United States President Joe Biden and President Xi Jinping of China will meet on Saturday in what is expected to be their last face-to-face meeting during Biden’s term as Beijing braces for a Donald Trump presidency in Washington.
The two leaders are attending a two-day heads of state meeting of the Asia Pacific Economic Cooperation group in Lima, Peru, that began on Friday. Saturday’s meeting will be the third time the two will meet in person since Biden took office.
Relations between China and the US, the world’s most important superpowers, had nosedived during Trump’s first term as president, when he started a trade war with Beijing, using punishing tariff rates.
Yet ties became even rockier in the past four years of the Biden administration, with sore points ranging from trade wars to TikTok. In 2023, Mexico overtook China as the US’s biggest trade partner for the first time in 20 years as economic ties deteriorated.
Still, Biden has sought to maintain a steady relationship with Beijing. US National Security Adviser Jake Sullivan told reporters ahead of the Lima meeting that Xi and Biden would discuss the transition to a Trump White House and the need for level-headedness on both sides in that period.
In his election campaign this year, Trump threatened to slap 60 percent blanket tariffs on all Chinese imports to the US.

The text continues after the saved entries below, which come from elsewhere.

PR #4039, opened 2022-09-22
db-analyser: use reapply not apply for --store-ledger

nfrisby:
This should have always been `reapply` instead of `apply`.


dnadales (approved):
Indeed!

Here’s a picture of how the US-China relations soured under Biden – and what to expect under Trump 2.0:
Trump, in his first run as government, kickstarted a trade war with China after his administration blamed Beijing for ‘unfair’ trade practices that it said contributed to a large trade deficit in China’s favour. Those practices, the US maintains, include forced labour, intellectual property theft and unfairly low pricing that hurts US producers. China has long denied these allegations.
From January 2018, the Trump administration imposed higher tariffs on Chinese imports at rates of between 10 to 25 percent under Section 301 of the Trade Act. Beijing accused Washington of ‘nationalist protectionism’ and retaliated with higher tariffs on US imports.